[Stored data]

__________________________________________________

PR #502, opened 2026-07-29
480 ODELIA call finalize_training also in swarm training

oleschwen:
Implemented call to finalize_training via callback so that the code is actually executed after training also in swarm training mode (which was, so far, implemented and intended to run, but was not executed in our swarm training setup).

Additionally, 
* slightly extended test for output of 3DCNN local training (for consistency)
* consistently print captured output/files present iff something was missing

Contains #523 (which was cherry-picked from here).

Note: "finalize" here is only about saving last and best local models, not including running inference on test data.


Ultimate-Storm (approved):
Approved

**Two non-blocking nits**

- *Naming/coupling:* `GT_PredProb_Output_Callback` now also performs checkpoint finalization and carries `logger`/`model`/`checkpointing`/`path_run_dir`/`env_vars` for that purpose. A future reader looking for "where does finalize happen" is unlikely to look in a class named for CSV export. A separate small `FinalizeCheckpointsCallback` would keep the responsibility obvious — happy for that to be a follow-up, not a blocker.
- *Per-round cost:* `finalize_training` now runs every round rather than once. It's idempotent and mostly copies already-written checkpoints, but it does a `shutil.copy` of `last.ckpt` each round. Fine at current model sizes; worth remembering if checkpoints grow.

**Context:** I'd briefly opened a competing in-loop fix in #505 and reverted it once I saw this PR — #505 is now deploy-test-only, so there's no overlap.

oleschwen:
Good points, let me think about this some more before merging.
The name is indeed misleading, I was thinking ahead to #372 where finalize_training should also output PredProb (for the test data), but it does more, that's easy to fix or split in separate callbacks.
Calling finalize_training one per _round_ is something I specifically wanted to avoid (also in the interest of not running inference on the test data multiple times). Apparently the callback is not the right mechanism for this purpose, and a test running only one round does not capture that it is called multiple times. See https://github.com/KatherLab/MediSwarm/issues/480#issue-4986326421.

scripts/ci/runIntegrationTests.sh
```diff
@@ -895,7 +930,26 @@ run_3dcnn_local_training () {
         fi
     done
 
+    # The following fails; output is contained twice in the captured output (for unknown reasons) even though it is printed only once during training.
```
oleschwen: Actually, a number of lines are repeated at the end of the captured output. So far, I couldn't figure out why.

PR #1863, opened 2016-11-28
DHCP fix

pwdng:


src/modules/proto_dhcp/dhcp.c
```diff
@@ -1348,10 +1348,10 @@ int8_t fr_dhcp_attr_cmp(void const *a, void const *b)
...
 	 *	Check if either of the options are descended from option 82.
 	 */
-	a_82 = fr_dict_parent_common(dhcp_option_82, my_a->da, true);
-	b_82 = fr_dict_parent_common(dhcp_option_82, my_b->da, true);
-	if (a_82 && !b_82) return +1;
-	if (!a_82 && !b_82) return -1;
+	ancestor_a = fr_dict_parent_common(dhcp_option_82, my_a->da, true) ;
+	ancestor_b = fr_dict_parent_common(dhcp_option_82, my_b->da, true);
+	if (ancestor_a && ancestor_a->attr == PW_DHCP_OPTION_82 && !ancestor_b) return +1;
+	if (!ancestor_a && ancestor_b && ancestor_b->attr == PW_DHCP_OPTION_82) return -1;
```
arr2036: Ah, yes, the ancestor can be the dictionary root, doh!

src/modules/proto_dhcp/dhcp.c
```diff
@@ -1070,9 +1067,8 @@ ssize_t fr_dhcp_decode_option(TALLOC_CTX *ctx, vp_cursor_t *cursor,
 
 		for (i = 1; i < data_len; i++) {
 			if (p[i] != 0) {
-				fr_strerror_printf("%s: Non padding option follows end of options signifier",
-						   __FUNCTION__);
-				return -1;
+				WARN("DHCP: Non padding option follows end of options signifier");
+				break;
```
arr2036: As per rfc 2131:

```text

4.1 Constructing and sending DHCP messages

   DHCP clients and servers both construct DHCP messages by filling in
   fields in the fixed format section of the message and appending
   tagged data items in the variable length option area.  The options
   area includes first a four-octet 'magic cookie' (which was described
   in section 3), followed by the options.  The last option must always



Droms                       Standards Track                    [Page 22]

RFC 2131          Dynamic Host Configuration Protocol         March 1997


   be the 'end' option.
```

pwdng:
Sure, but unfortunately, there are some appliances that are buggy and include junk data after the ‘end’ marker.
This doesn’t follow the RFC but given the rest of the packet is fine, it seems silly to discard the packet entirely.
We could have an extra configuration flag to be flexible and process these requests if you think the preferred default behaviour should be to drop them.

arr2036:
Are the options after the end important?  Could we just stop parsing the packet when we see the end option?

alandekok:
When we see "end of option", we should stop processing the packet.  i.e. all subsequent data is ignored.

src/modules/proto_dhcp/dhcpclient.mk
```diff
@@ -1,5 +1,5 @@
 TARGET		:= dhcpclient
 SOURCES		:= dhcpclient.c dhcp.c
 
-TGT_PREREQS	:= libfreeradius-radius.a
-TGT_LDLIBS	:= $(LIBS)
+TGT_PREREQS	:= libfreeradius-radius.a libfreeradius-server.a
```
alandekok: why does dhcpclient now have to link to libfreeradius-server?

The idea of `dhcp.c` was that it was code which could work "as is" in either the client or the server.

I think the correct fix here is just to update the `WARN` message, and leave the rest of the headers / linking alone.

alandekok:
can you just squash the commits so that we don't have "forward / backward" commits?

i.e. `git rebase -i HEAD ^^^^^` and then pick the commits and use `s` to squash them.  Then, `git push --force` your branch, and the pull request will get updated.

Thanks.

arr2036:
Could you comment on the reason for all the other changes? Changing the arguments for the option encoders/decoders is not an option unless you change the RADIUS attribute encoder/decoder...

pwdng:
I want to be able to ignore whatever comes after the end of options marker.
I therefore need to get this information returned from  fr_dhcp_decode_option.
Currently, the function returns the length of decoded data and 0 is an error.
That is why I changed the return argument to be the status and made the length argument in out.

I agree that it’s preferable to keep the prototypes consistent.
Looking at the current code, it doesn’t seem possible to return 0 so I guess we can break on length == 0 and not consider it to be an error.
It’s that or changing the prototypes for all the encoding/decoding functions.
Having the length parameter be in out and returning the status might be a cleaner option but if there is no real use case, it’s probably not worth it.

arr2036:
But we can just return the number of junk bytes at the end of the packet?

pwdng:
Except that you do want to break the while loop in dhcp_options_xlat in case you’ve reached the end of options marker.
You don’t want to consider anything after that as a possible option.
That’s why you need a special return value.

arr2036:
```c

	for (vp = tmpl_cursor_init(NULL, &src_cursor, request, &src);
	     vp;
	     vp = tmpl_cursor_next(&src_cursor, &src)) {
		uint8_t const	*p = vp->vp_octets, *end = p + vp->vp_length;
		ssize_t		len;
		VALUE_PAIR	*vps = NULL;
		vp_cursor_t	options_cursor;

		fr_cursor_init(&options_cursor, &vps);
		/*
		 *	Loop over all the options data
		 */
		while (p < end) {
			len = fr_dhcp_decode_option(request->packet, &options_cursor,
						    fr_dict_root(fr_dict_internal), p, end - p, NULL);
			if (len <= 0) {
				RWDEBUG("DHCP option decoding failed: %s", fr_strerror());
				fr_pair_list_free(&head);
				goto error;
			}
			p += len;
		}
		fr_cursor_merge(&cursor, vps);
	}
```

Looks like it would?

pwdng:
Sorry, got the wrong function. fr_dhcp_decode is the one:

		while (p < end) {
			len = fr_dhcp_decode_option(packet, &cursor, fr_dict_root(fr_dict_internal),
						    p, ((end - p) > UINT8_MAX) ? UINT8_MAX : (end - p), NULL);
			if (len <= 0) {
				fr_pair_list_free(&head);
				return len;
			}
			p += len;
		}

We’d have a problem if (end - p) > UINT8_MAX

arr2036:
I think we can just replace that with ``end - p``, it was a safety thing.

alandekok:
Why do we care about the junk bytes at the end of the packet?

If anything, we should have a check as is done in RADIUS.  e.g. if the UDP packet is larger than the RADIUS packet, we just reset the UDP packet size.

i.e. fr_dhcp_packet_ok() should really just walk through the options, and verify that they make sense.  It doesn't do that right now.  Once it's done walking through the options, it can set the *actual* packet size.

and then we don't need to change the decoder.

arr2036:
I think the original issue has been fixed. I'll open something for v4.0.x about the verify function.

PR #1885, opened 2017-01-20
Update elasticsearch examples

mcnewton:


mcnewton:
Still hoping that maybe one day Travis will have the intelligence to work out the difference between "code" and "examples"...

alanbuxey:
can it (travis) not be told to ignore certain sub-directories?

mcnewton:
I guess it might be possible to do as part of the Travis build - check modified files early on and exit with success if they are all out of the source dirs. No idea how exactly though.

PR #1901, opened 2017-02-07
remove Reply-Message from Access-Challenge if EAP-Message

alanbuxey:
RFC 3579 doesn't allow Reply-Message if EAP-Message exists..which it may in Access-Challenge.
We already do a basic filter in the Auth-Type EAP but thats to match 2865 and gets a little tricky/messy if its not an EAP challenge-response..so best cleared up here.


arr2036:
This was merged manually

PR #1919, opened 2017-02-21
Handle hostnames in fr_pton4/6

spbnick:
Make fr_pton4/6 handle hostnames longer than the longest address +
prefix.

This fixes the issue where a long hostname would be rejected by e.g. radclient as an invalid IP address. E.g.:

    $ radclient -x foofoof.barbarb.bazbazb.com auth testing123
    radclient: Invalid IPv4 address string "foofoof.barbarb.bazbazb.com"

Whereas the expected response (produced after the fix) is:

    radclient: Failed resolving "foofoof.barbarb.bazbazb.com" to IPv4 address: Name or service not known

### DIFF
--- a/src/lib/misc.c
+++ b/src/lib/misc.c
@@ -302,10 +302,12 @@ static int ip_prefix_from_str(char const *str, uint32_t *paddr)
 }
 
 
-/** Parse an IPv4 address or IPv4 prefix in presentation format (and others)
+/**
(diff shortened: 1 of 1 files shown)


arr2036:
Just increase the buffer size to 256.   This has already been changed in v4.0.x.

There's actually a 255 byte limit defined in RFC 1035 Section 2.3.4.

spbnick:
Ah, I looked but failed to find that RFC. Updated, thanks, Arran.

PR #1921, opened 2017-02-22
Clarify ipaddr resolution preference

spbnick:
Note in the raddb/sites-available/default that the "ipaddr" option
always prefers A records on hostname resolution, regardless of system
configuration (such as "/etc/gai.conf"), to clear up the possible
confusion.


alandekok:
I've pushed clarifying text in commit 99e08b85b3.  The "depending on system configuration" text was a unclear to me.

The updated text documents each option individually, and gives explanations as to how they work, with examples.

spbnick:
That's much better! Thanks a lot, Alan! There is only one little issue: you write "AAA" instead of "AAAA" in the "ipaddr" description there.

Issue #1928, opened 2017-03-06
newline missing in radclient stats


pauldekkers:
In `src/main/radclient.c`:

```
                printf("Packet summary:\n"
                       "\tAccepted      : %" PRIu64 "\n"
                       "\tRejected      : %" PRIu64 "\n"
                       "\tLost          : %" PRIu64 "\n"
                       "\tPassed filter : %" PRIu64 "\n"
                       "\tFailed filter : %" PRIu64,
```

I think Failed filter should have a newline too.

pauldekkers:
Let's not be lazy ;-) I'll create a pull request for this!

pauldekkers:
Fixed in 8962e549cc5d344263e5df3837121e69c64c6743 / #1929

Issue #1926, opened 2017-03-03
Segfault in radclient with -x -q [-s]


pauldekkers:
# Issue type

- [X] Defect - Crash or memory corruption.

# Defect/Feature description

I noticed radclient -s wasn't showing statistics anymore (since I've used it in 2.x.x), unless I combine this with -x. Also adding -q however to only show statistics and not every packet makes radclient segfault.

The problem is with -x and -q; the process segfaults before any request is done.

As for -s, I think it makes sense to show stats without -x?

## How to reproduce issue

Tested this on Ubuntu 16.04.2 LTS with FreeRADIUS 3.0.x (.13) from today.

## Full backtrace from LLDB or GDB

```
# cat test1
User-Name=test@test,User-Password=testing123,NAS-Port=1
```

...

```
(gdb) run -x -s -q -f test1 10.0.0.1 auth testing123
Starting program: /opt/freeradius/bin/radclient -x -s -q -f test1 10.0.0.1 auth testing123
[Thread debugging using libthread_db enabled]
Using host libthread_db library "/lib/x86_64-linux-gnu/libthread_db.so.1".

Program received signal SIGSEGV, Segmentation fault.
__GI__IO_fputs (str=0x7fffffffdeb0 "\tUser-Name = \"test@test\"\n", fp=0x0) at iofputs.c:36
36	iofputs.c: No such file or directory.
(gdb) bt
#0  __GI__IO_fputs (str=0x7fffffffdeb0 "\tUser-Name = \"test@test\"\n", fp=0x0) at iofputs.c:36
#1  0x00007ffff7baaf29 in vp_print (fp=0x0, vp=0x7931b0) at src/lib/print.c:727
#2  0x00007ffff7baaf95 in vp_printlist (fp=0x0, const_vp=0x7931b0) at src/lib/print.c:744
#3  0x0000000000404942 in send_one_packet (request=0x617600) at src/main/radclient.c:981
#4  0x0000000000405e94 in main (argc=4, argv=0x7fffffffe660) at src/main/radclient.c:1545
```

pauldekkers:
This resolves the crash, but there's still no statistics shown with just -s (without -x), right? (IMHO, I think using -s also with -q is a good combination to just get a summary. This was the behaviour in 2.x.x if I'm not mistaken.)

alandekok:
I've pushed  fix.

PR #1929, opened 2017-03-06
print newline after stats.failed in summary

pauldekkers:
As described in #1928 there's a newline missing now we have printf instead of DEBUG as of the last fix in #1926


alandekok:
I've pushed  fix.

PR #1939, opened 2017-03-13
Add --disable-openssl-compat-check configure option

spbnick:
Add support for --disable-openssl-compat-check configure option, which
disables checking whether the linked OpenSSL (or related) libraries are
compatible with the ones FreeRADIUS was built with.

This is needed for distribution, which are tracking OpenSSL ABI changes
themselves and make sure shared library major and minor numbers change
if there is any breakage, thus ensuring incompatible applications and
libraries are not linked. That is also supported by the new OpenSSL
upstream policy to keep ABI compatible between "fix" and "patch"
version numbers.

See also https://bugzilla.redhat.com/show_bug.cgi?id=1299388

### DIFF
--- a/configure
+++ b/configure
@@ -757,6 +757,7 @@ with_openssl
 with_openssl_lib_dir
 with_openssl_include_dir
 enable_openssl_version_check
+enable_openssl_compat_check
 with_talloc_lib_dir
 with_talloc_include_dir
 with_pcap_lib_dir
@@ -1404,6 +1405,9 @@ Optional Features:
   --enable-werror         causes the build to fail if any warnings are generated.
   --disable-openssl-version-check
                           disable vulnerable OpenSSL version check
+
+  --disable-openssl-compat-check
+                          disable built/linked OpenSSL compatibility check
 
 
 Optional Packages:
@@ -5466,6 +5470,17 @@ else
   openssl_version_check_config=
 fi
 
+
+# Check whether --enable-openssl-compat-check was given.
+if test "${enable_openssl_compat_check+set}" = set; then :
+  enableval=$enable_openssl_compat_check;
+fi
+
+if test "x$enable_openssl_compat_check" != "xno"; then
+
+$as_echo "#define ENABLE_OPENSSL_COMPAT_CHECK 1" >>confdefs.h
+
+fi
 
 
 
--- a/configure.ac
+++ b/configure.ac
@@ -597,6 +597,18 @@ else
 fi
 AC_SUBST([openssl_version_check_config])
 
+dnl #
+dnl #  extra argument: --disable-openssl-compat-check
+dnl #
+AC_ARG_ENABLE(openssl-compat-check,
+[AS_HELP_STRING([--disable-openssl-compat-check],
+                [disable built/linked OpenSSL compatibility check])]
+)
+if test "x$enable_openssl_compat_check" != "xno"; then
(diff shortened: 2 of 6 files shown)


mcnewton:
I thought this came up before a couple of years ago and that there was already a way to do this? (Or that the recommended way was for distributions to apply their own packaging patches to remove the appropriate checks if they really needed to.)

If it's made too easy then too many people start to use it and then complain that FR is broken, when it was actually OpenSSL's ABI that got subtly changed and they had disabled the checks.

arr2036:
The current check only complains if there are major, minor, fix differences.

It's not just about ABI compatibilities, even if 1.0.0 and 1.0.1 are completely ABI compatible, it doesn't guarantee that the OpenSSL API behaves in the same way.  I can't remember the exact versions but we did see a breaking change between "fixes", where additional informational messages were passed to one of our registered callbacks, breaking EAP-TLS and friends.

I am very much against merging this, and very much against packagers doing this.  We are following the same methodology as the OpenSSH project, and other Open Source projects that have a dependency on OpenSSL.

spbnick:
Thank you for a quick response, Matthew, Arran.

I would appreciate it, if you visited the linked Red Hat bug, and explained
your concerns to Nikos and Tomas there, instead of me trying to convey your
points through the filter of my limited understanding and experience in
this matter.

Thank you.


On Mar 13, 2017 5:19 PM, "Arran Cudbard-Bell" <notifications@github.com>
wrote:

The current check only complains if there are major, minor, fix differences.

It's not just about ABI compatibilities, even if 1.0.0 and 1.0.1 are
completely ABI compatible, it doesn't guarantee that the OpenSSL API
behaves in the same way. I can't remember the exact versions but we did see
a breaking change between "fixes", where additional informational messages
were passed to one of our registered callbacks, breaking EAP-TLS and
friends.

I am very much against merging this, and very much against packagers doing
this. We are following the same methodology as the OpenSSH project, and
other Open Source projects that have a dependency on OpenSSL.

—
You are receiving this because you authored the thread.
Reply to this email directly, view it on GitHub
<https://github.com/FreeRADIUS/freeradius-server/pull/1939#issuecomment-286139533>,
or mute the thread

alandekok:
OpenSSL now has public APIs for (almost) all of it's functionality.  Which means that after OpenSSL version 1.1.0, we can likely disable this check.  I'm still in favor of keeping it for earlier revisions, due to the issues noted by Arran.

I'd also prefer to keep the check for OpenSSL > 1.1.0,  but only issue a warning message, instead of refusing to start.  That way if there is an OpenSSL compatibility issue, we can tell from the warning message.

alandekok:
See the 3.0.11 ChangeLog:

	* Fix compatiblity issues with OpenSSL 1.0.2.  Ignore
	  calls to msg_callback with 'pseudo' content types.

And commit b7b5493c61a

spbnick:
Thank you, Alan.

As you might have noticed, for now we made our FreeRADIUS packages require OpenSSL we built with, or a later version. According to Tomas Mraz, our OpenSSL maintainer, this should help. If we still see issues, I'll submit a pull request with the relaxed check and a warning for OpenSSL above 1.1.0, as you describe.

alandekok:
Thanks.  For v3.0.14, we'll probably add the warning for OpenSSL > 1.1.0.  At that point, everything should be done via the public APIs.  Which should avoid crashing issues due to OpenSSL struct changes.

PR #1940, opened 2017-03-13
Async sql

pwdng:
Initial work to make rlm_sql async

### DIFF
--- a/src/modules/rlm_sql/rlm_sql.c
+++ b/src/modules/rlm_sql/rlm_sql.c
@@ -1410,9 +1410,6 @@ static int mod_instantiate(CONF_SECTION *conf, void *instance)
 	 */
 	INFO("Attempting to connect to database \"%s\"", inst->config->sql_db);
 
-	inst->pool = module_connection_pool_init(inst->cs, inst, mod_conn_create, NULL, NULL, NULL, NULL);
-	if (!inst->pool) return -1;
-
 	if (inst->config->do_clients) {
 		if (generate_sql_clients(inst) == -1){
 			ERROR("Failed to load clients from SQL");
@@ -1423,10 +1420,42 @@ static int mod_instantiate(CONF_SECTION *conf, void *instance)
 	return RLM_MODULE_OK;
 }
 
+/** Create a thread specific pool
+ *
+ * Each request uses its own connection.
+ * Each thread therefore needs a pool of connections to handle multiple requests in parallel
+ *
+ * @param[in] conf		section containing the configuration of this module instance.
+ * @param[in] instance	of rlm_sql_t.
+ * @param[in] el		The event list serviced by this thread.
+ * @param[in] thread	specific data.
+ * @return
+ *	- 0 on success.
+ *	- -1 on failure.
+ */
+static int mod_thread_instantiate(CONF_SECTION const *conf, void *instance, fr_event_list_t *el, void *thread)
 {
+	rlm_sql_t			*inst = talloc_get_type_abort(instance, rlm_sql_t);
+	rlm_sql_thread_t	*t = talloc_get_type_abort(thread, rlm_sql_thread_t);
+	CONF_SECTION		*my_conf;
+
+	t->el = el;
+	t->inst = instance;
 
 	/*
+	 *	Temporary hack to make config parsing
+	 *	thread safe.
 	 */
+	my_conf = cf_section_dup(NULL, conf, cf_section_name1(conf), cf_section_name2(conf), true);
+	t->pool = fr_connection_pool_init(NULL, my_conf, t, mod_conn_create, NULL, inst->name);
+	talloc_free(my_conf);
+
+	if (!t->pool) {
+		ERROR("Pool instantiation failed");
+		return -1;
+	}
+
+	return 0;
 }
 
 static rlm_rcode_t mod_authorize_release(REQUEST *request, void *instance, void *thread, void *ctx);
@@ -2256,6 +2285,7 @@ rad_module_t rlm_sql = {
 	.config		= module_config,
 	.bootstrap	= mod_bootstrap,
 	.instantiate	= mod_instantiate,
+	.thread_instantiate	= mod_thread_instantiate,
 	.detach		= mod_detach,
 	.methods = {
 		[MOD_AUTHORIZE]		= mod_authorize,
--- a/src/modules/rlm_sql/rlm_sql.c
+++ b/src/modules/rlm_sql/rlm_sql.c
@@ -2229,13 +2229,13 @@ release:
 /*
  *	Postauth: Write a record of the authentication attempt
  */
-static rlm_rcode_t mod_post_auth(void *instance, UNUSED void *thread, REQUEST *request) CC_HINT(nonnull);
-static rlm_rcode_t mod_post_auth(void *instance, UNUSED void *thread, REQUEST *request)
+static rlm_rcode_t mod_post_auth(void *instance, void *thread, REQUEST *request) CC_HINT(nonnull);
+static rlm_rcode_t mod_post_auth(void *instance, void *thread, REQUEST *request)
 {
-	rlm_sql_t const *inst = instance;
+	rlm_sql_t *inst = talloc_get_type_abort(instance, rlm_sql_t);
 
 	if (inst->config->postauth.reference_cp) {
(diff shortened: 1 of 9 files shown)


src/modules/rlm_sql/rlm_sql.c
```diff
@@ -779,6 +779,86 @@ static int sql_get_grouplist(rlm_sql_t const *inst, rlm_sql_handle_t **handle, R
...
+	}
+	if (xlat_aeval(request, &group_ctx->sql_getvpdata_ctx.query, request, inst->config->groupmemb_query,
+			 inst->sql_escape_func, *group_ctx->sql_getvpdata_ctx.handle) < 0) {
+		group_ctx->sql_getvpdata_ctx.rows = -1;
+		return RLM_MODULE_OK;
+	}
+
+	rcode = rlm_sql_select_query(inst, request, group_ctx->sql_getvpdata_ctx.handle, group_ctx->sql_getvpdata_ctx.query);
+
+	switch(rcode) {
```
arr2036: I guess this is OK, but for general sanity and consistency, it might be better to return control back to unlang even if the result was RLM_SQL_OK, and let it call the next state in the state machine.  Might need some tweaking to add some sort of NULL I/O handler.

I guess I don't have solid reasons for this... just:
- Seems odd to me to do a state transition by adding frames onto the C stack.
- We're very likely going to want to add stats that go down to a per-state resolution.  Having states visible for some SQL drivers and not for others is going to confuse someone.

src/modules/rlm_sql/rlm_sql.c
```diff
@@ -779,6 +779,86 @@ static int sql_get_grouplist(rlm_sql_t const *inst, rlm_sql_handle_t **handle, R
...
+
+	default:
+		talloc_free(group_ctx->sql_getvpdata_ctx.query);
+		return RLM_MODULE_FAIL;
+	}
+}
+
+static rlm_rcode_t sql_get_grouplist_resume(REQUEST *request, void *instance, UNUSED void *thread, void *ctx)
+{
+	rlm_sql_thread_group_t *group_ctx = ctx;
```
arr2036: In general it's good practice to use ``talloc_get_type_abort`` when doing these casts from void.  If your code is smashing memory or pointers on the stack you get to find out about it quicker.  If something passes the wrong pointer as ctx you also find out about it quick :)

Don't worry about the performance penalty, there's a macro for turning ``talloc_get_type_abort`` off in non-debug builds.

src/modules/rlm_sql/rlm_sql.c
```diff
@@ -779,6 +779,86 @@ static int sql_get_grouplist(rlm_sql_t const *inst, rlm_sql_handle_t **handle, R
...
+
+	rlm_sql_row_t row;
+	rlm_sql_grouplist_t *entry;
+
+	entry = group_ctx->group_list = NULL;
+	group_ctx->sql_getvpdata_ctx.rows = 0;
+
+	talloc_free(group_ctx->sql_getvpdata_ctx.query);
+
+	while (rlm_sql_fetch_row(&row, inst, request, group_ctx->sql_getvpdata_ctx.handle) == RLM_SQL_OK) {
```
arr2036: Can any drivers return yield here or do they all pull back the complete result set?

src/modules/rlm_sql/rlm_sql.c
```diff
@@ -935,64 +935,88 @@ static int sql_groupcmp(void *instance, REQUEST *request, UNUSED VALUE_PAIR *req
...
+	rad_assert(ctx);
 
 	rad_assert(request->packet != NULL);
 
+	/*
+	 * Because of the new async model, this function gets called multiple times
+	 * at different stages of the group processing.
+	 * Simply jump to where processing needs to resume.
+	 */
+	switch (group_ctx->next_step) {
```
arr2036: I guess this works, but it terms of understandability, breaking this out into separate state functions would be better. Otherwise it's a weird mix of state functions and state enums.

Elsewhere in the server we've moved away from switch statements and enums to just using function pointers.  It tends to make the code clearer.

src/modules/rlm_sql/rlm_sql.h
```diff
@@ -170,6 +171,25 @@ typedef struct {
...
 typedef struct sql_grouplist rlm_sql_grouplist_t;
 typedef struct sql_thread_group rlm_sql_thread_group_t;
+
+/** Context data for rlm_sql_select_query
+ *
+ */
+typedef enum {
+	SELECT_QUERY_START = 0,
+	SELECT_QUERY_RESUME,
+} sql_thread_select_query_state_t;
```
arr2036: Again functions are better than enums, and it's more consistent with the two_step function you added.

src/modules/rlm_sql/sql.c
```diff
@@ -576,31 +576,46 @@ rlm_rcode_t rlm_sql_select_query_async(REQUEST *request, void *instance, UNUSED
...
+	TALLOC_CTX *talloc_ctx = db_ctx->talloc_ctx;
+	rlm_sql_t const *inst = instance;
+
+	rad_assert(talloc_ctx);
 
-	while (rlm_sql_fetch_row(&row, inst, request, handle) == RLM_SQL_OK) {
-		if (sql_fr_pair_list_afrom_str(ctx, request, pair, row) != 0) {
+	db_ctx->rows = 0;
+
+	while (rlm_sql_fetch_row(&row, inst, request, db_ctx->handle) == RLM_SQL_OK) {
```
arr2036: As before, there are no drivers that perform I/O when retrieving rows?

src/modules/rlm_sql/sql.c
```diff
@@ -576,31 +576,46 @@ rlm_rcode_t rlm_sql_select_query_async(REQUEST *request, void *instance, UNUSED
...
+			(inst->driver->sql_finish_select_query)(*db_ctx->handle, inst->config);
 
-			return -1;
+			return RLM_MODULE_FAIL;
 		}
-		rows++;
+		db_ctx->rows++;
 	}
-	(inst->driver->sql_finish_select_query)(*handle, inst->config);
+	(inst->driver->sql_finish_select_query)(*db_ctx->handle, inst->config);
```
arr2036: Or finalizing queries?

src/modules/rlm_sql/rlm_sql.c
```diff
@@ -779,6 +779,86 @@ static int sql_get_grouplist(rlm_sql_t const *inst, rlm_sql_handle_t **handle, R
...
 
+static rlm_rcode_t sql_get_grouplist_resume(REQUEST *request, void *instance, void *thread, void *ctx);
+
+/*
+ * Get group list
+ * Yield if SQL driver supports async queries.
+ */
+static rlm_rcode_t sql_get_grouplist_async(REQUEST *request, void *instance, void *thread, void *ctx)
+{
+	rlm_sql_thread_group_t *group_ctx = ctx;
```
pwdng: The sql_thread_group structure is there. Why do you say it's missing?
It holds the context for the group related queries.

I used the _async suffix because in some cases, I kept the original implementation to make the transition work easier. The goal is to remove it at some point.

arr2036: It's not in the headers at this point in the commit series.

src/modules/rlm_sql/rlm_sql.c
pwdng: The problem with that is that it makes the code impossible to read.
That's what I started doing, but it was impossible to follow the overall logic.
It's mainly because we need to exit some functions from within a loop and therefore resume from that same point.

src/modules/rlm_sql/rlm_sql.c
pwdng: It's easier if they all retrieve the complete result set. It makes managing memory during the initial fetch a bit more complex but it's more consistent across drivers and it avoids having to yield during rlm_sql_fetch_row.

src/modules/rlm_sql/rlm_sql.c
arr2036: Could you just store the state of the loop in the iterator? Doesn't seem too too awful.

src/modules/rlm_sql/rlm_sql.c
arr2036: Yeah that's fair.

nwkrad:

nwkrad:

__________________________________________________

# [Exercise]
Would you show every line in the data above that contains the string "foofoof"?

# [Your solution]
    $ radclient -x foofoof.barbarb.bazbazb.com auth testing123
    radclient: Invalid IPv4 address string "foofoof.barbarb.bazbazb.com"
    radclient: Failed resolving "foofoof.barbarb.bazbazb.com" to IPv4 address: Name or service not known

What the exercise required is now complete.